▸ Source information:
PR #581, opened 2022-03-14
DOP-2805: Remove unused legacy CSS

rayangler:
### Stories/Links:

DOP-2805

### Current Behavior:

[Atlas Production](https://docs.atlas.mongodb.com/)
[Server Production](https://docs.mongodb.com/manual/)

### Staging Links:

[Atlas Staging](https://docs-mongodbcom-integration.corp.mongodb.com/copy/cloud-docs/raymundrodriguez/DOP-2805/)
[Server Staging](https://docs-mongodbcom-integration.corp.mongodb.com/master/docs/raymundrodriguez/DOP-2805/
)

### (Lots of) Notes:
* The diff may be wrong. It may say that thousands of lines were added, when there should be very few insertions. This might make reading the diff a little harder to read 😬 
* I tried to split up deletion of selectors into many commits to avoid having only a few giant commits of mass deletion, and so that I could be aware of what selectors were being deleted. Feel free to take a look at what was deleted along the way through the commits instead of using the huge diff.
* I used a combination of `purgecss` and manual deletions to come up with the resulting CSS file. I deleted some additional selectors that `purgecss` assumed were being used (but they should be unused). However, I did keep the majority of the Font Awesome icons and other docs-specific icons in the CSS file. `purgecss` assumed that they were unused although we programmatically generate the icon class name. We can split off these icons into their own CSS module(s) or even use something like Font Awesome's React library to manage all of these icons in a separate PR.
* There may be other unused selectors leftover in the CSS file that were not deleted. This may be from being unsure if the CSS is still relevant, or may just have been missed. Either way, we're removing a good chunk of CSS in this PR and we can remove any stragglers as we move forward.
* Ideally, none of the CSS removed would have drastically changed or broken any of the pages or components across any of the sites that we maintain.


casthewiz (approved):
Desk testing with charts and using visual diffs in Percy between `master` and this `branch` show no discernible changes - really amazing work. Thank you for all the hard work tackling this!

* * *

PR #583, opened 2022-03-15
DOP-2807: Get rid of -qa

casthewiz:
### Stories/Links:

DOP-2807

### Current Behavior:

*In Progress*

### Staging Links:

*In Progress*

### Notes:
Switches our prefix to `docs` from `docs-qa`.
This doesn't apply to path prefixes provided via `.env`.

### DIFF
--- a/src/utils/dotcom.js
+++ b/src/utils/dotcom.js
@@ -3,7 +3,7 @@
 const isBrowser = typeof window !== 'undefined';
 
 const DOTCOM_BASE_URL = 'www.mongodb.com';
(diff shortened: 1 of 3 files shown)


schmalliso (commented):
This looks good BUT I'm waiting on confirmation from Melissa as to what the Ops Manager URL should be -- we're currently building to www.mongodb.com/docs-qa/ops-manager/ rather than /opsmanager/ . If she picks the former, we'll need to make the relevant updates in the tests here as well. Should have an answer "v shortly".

▸ Goal of the exercise:
Where does "mongodbcom" appear in the records above? Copy each line that holds it.

▸ Written solution:
[Atlas Staging](https://docs-mongodbcom-integration.corp.mongodb.com/copy/cloud-docs/raymundrodriguez/DOP-2805/)
[Server Staging](https://docs-mongodbcom-integration.corp.mongodb.com/master/docs/raymundrodriguez/DOP-2805/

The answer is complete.